• [ABOUT THIS TASK]: Please copy each line below that contains the word "logic".

• [RECORDS SUPPLIED]:
++++++++++
PR #146, opened 2023-10-10
Code Refactor - Repeatable ChoiceList Options - 2984 

keeysnc:
### Description
[ This is a code refactor of the 2984 ticket ] 
Goal: New "Other" Target Populations should be displayed on the 'Define Initiative'  but the field data shouldn't be mutated. 

The 'Define Initiative' page now reflects “other target populations” that are entered in the 'Benchmark Projections' section. There's only target population logic ( repeatableTargetPopulationChoices function in form.ts) to fufill the ticket but the *getRepeatableChoiceLists* function can be used as a utility to create other repeat other choice lists.

Screenshot 2023-10-04 at 2 07 47 PM

Screenshot 2023-10-04 at 2 08 08 PM

### Related ticket(s)
MDCT-[https://qmacbis.atlassian.net/browse/MDCT-2813]

https://github.com/Enterprise-CMCS/macpro-mdct-mfp/assets/14514294/5f6c9030-45f7-403b-a802-f4a2f1654fbe

---
### Author checklist

---


britt-mo (approved):
Looked good in the browser

services/ui-src/src/components/forms/Form.tsx
```diff
@@ -48,7 +48,35 @@ export const Form = ({
...
+  const updateRenderFields = (fields: (FormField | FormLayoutElement)[]) => {
+    const updatedTargetPopulationChoices = report?.fieldData?.targetPopulations;
+
+    const formatChoiceList = updatedTargetPopulationChoices?.map(
+      (field: EntityShape, key: string) => {
+        return {
+          checked: false,
+          id: field.id,
+          label:
+            parseInt(key) < 4
```
cassandradanger, line 61: what does the number 4 represent here? Might be beneficial to assign it to a variable to name it, as opposed to introducing a magic number here.

cassandradanger: if it's to check if it's one of those 4 default options...i wonder if we can check to see if it's actually one of the 4 default target pops, as opposed to one of the first 4 items in the array.  Maybe create (or utilize, if it already exists) an array with those 4 options and check if the string exists in that array

keeysnc: Good point. It's for the 4 default target populations that are already generated. I can make that a variable and use the initial array.

services/ui-src/src/components/forms/Form.tsx
```diff
@@ -51,14 +51,15 @@ export const Form = ({
 
   const updateRenderFields = (fields: (FormField | FormLayoutElement)[]) => {
     const updatedTargetPopulationChoices = report?.fieldData?.targetPopulations;
+    const defaultTargetPopulationCount = 4;
```
cassandradanger, line 54: my concern is, what happens if that list is ever altered? How would we know to update this number

ntsummers1: Yeah.. I feel you on this. Maybe we can get around this when we are attempting to add the other target population? Like the only reason we need the 4 is to mark whether its going to be one of the original ones or not. So if we add it during entity creation then we can remove this hard coded 4

keeysnc: @ntsummers1 The default target populations have a require true property on them. I used that in the current push, the "Other" Target populations dont generate the property so that might work to distinguish them.

ntsummers1: Yeah, I'm cool with that!

ntsummers1 (approved):
LGTM!

britt-mo (approved):

PR #150, opened 2023-10-11
make choice list fields correctly hydrate when re-opening a modal or drawer

britt-mo:
### Description
The nested fields in our choice lists weren't correctly hydrating when a user selected a different radio option, exited the modal or drawer, and then re-entered it. This code fixes that issue. It's not pretty but the plan is to let Zustand take care of state management issues like these so this code won't be around long-term.

### Related ticket(s)

[CMDCT-2](https://jiraent.cms.gov/browse/CMDCT-2)

---
### How to test
Go into a drawer that has radio options (like the initiatives). 
1. See that it saves correctly and hydrates correctly when you re-enter
2. Choose a different selection, go back to the original selection, see that all data has been cleared out.
Don't save, just exit. Re-enter and see that the original saved selection has correctly hydrated.

### Important updates

---
### Author checklist

---

### DIFF
--- a/services/ui-src/src/components/drawers/Drawer.tsx
+++ b/services/ui-src/src/components/drawers/Drawer.tsx
@@ -1,4 +1,3 @@
-import { MouseEventHandler } from "react";
 // components
 import {
   Button,
@@ -45,7 +44,7 @@ export const Drawer = ({
             sx={sx.drawerCloseButton}
             leftIcon={<CloseIcon />}
             variant="link"
-            onClick={onClose as MouseEventHandler}
+            onClick={onClose}
           >
             Close
           </Button>
@@ -64,7 +63,7 @@ interface Props {
   };
   drawerDisclosure: {
     isOpen: boolean;
-    onClose: Function;
+    onClose: any;
   };
   selectedEntity?: string;
   [key: string]: any;
--- a/services/ui-src/src/components/drawers/Drawer.tsx
+++ b/services/ui-src/src/components/drawers/Drawer.tsx
@@ -10,6 +10,7 @@ import {
   Box,
 } from "@chakra-ui/react";
 import { CloseIcon } from "@cmsgov/design-system";
+import { MouseEventHandler } from "react";
 // utils
 import { AnyObject, CustomHtmlElement } from "types";
 import { makeMediaQueryClasses, parseCustomHtml } from "utils";
@@ -44,7 +45,7 @@ export const Drawer = ({
             sx={sx.drawerCloseButton}
             leftIcon={<CloseIcon />}
             variant="link"
-            onClick={onClose}
+            onClick={onClose as MouseEventHandler}
           >
             Close
           </Button>
@@ -63,7 +64,7 @@ interface Props {
   };
   drawerDisclosure: {
     isOpen: boolean;
-    onClose: any;
+    onClose: Function;
   };
   selectedEntity?: string;
   [key: string]: any;
--- a/services/ui-src/src/utils/forms/forms.ts
+++ b/services/ui-src/src/utils/forms/forms.ts
@@ -19,6 +19,7 @@ import { DateField } from "components/fields/DateField";
 import { DropdownField } from "components/fields/DropdownField";
 import { DynamicField } from "components/fields/DynamicField";
 import { NumberField } from "components/fields/NumberField";
+import { ChoiceList } from "@cmsgov/design-system";
 
 // return created elements from provided fields
 export const formFieldFactory = (
--- a/services/ui-src/src/utils/forms/forms.ts
+++ b/services/ui-src/src/utils/forms/forms.ts
@@ -252,3 +252,28 @@ export const getRepeatableChoiceLists = (
     return fields;
   }
 };
+
+/*
+ * This function resets the 'clear' prop on each field after a ChoiceListField calls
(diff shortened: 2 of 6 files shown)


services/ui-src/src/components/drawers/Drawer.tsx
```diff
@@ -64,7 +63,7 @@ interface Props {
   };
   drawerDisclosure: {
     isOpen: boolean;
-    onClose: Function;
+    onClose: any;
```
gmrabian, line 66: was the change to `any` just to cleanup the `MouseEventHandler`?

services/ui-src/src/utils/forms/forms.ts
```diff
@@ -203,3 +204,76 @@ export const flattenFormFields = (formFields: FormField[]): FormField[] => {
...
+  );
+
+  // add more conditional logic for other choice lists
+  if (isRepeatableTargetPopulations.length > 0) {
+    repeatableTargetPopulationChoices(fields, choiceList);
+    return fields;
+  } else {
+    return fields;
+  }
+};
```
gmrabian, line 254: I don't see these two methods used in this PR

services/ui-src/src/utils/forms/forms.ts
```diff
@@ -203,3 +204,76 @@ export const flattenFormFields = (formFields: FormField[]): FormField[] => {
...
+        });
+        field.props = { ...field.props, clear: false };
+        resetClearProp(field.props?.choices);
+        break;
+      default:
+        field.props = { ...field.props, clear: false };
+        break;
+    }
+  });
+};
```
gmrabian, line 279: I wanted to learn more about this so I looked at the companion method: `ChoiceListField` -> `clearUncheckedNestedFields`

At the end of each case there I added this line and it seemed to work the same as this additional function. Is there something timing related that would make that an issue?
`child.props = { ...child.props, clear: false };`



```
        switch (child.type) {
            case "radio":
            case "checkbox":
              if (child.props?.choices) {
                child.props.choices.forEach((choice: FieldChoice) => {
                  choice.checked = false;
                });
                child.props = { ...child.props, clear: true };
                form.setValue(child.id, []);
                form.unregister(child.id);
                clearUncheckedNestedFields(child.props.choices);
+               child.props = { ...child.props, clear: false };
              }
              break;
            default:
              child.props = { ...child.props, clear: true };
              form.setValue(child.id, "");
              form.unregister(child.id);
+             child.props = { ...child.props, clear: false };
              break;
          }
```

services/ui-src/src/utils/forms/forms.ts
britt-mo: this is from a merge conflict I had

services/ui-src/src/utils/forms/forms.ts
```diff
@@ -203,3 +204,76 @@ export const flattenFormFields = (formFields: FormField[]): FormField[] => {
...
   return flattenedFields;
 };
+
+// repeatable target population choice list
+const repeatableTargetPopulationChoices = (
+  fields: (FormField | FormLayoutElement)[],
+  choiceList: any
+) => {
+  const createLabel = (field: any) => {
+    if (choiceList.indexOf(field) >= 4) {
```
trancjessica, line 214: [nit, non-blocking]: would you be open to assigning 4 to a variable so we don't have magic strings and to make it more clear that 4 is the number of "default" target populations?

services/ui-src/src/utils/forms/forms.ts
britt-mo: Did this also clear out the nested user input when going from `yes` to `no` and back to `yes`?

services/ui-src/src/utils/forms/forms.ts
britt-mo: yeah, this code is actually from Nate's work, just also here because of a merge conflict. I should adjust this PR

services/ui-src/src/components/drawers/Drawer.tsx
britt-mo: yeah we had been modifying the function call there, just reverted it though

services/ui-src/src/utils/forms/forms.ts
ntsummers1: Holy.. If that works because the `form.setValue()` call is causing a re-render of the fields and thus is letting you call child.props = {...child.props, clear: false }; just after... I'd be so happy

ntsummers1: Think it might not cover the case though that Britt just mentioned

gmrabian: @britt-mo if you have not saved anything yet, and you select `yes`, fill all the fields out, select `no`, then select `yes` again, it does clear all the fields.
However if you select `yes`, fill out the fields, save it, re-enter, then `no` then `yes` it does _not_ clear them. So I think my suggestion doesn't cover the case you specified.
That said, why would `clearUncheckedNestedFields` not handle that 🤔 
I'm ok with approving now that I see the benefit this provides. Just poking at it to see where the real breakdown is.

britt-mo: @gmrabian I'm sure there's a cleaner way to get this working lol but at the same time I know all this code will get removed once we're using Zustand so I'm inclined to move forward with this bandaid solution.

britt-mo:
Closing this PR for a cleaned up version

PR #156, opened 2023-10-13
fix bug involving nested fields correctly clearing out and also repopulating with data

britt-mo:
### Description
The nested fields in our choice lists weren't correctly hydrating when a user selected a different radio option, exited the modal or drawer, and then re-entered it. This code fixes that issue. It's not pretty but the plan is to let Zustand take care of state management issues like these so this code won't be around long-term.

This is a cleaned up version of [this closed PR ](https://github.com/Enterprise-CMCS/macpro-mdct-mfp/pull/150) that had some extra code from a merge conflict.

### Related ticket(s)

https://jiraent.cms.gov/browse/CMDCT-2

---
### How to test
Go into a drawer that has radio options (like the initiatives).

1. See that it saves correctly and hydrates correctly when you re-enter
2. Choose a different selection, go back to the original selection, see that all data has been cleared out.
    Don't save, just exit. Re-enter and see that the original saved selection has correctly hydrated.

### Important updates

---
### Author checklist

---

### DIFF
--- a/services/ui-src/src/components/reports/ModalDrawerReportPage.tsx
+++ b/services/ui-src/src/components/reports/ModalDrawerReportPage.tsx
@@ -39,6 +39,7 @@ import {
   getEntriesToClear,
   setClearedEntriesToDefaultValue,
   entityWasUpdated,
+  resetClearProp,
 } from "utils";
 
 export const ModalDrawerReportPage = ({ route, validateOnRender }: Props) => {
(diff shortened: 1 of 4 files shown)


gmrabian (approved):
Verified locally

trancjessica (approved):
tested locally and verified that the fields are repopulating correctly when data is changed

PR #167, opened 2023-10-16
set up route

cassandradanger:
### Description

PR to set up the /export routes for WP and SAR PDFs

this does not cover any PDF creation or downloading, just the route

### Related ticket(s)

CMDCT-207

---
### How to test

- log in as user or admin and skip to the Review and Submit page of the SAR or the WP
- click Review PDF
- a new tab should open for the /export route and the component should say what report the PDF page is for

### Important updates

---
### Author checklist

---

### DIFF
--- a/services/ui-src/src/components/app/AppRoutes.tsx
+++ b/services/ui-src/src/components/app/AppRoutes.tsx
@@ -11,6 +11,7 @@ import {
   ProfilePage,
   ReportPageWrapper,
   ReviewSubmitPage,
+  ExportedReportPage,
 } from "components";
 // utils
 import { ScrollToTopComponent, useStore } from "utils";
@@ -41,16 +42,24 @@ export const AppRoutes = () => {
           <Route path="*" element={<NotFoundPage />} />
           {/* MFP Report Routes */}
           {wpReport && (
-            <Route
-              path="/wp"
-              element={<DashboardPage reportType={ReportType.WP} />}
-            />
+            <>
+              <Route
+                path="/wp"
+                element={<DashboardPage reportType={ReportType.WP} />}
+              />
+              {/* TODO check for report access w userReportAccess */}
+              <Route path="/wp/export" element={<ExportedReportPage />} />
+            </>
           )}
           {sarReport && (
-            <Route
-              path="/sar"
-              element={<DashboardPage reportType={ReportType.SAR} />}
-            />
+            <>
+              <Route
+                path="/sar"
+                element={<DashboardPage reportType={ReportType.SAR} />}
+              />
+              {/* TODO check for report access w userReportAccess */}
+              <Route path="/sar/export" element={<ExportedReportPage />} />
+            </>
           )}
           {/* General Report Routes */}
           {report && (
--- a/services/ui-src/src/components/app/AppRoutes.tsx
+++ b/services/ui-src/src/components/app/AppRoutes.tsx
@@ -19,8 +19,12 @@ import { ScrollToTopComponent, useStore } from "utils";
 import { ReportRoute, ReportType } from "types";
 
 export const AppRoutes = () => {
-  const { userIsAdmin } = useStore().user ?? {};
+  const { userIsAdmin, userReports } = useStore().user ?? {};
   const { report } = useStore();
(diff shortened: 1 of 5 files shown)


services/ui-src/src/types/users.ts
```diff
@@ -15,6 +15,7 @@ export interface MFPUser {
   full_name: string;
   state?: string;
   userRole?: string;
+  userReports?: string[] | undefined;
```
gmrabian, line 18: will this ever be undefined if we are setting the [WP, SAR] array when reports is undefined?

services/ui-src/src/components/app/AppRoutes.tsx
```diff
@@ -11,15 +11,20 @@ import {
...
+  ExportedReportPage,
 } from "components";
 // utils
 import { ScrollToTopComponent, useStore } from "utils";
 // types
 import { ReportRoute, ReportType } from "types";
 
 export const AppRoutes = () => {
-  const { userIsAdmin } = useStore().user ?? {};
+  const { userIsAdmin, userReports } = useStore().user ?? {};
```
gmrabian, line 22: I don't understand the purpose of `userReports` 🤔

services/ui-src/src/components/app/AppRoutes.tsx
```diff
@@ -41,16 +46,40 @@ export const AppRoutes = () => {
...
+                path="/wp"
+                element={<DashboardPage reportType={ReportType.WP} />}
+              />
+              <Route
+                path="/wp/export"
+                element={
+                  userReportAccess["WP"] ? (
+                    <ExportedReportPage />
+                  ) : (
+                    <Navigate to="/" />
```
gmrabian, line 60: I tried navigating straight to `/wp/export` as a state user and as an admin user, both within a report and outside. in all cases I was able to get there

gmrabian (commented):
curious about some details here. PDF review page shows up as expected when clicking that link in the reports.

services/ui-src/src/components/app/AppRoutes.tsx
braxex: Pretty sure we don't need `userReports` because all users have access to both reports in MFP (as opposed to MCR where in the past we've had only some users have access to certain reports).

services/ui-src/src/utils/auth/UserProvider.tsx
```diff
@@ -74,6 +74,8 @@ export const UserProvider = ({ children }: Props) => {
       const userRole = cms_role.split(",").find((r) => r.includes("mdctmfp"));
       const state = payload["custom:cms_state"] as string | undefined;
       const full_name = [given_name, " ", family_name].join("");
+      const reports = payload["custom:reports"] as string | undefined;
+      const userReports = !reports ? ["WP", "SAR"] : reports.split(",");
```
braxex, line 78: Note: Can delete this stuff because we're not restricting any users from SAR or WP.

services/ui-src/src/utils/auth/UserProvider.tsx
```diff
@@ -88,6 +90,7 @@ export const UserProvider = ({ children }: Props) => {
         full_name,
         userRole,
         state,
+        userReports,
```
braxex, line 93: Same note as above.

services/ui-src/src/types/users.ts
braxex: Don't need to add this because we're not restricting user report access for MFP.

braxex (commented):
Just a couple notes -- all related to us not needing to restrict user access to reports in MFP, so we don't need `userReports`.

services/ui-src/src/components/app/AppRoutes.tsx
braxex: yeah that’s prob something we should patch up in both — if there’s not a currently selected report, redirect user back to dashboard. i’d say let’s make a new ticket for it — one for MFP, one for MCR.

gmrabian (approved):

ajaitasaini (approved):
works for both WP and SAR!

PR #168, opened 2023-10-17
[CMDCT-159]: SAR Form Creation Cleanup Part 1

ntsummers1:
### Description

- Abstracts out code during the creation process in the api handler
- Adds a TON of comments to help the reader follow along
- Updates the value sent for the finalSar question to be in the proper Choice type format

To best read this PR, I recommend you pull it down and read the create.ts file from top to bottom. That'll be much easier to understand and review than if you try and use the Files Changed mode. I had to move some code around to make it read better so you might lose track of things or wonder why I'm deleting them when really its added back later on or further up. You can also try to read it by clicking through each commit. I tried to package everything so that the commit message makes sense for what I changed. I recommend doing that after reading create.ts separately.

### Related ticket(s)

CMDCT-159

---
### How to test

- Create a work plan
- Create a SAR
- See that you are unable to create an additional SAR (Assuming you only created the one WP)
- Check the network tab and refresh the page on the dashboard page for SAR and Workplan
- Note that there should be a respective field called sar or workplan in the response with the id of the SAR or WP its connected to
- Create 2 work plans
- Edit a field in both work plans but make those values different (So you can tell the work plans apart)
- Create a SAR and see that it built it of the third work plan you just created, not the second or first one.
- Create a SAR and see that it was built off the second work plan you created.
- Try editing a SAR, note that your answers should all be correct
- See that you can't edit a WP too

---
### Author checklist


services/ui-src/src/components/reports/ReportProvider.tsx
```diff
@@ -121,33 +122,32 @@ export const ReportProvider = ({ children }: Props) => {
         selectedState
       );
 
-      if (workPlanSubmissions?.length !== sarSubmissions?.length) {
-        let lastFoundSubmission: ReportMetadataShape | undefined = undefined;
-        workPlanSubmissions.forEach((submission: ReportMetadataShape) => {
+      let lastFoundSubmission: ReportMetadataShape | undefined = undefined;
```
ntsummers1, line 125: This will be abstracted in SAR Form Creation Cleanup Part 2, so please don't mind that its without comments and living large for now :D

services/app-api/handlers/reports/create.ts
```diff
@@ -101,91 +109,78 @@ export const createReport = handler(
...
+
+    /*
+     * Begin Section - If creating a SAR Submission, find the last Work Plan created that hasn't been used
+     * to create a different SAR and attach all of its fieldData to the SAR Submissions FieldData
+     */
+    const {
+      workPlanMetadata,
+      workPlanFieldData,
+    }:
+      | {
```
trancjessica, line 143: is it possible to simplify this to:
++++++++++
• [YOUR SOLUTION]:
The 'Define Initiative' page now reflects “other target populations” that are entered in the 'Benchmark Projections' section. There's only target population logic ( repeatableTargetPopulationChoices function in form.ts) to fufill the ticket but the *getRepeatableChoiceLists* function can be used as a utility to create other repeat other choice lists.
+  // add more conditional logic for other choice lists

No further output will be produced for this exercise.